[Records contained in a dataset]
_ _ _ _ _ _ _
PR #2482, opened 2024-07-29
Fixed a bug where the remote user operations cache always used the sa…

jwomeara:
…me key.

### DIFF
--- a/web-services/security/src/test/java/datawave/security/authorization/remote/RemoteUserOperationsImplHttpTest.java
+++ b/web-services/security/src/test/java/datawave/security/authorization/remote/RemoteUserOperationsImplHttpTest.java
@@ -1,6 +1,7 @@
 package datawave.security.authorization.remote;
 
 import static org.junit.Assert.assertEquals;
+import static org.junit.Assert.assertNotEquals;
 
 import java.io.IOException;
_ _ _ _ _ _ _
▶ _Exercise objective_
In the entries above, how many lines hold the word "datawave"? State the number only.

▶ _Exercise solution_
3